[STORED DATA Boundary: Start]

PR #6719, opened 2024-02-20
Handle Container Creation Failure in `local invoke`, `local start-api` and `local start-lambda`

bentvelj:
Re-raising this [PR](https://github.com/aws/aws-sam-cli/pull/6679) to handoff to another developer, since the previous PR was from a personal fork.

[STORED DATA Boundary: End]

▶ **TASK OBJECTIVE**:
Would you please return all of the data exactly?

▶ **THE COMPLETED TASK**:
PR #6719, opened 2024-02-20
Handle Container Creation Failure in `local invoke`, `local start-api` and `local start-lambda`

bentvelj:
Re-raising this [PR](https://github.com/aws/aws-sam-cli/pull/6679) to handoff to another developer, since the previous PR was from a personal fork.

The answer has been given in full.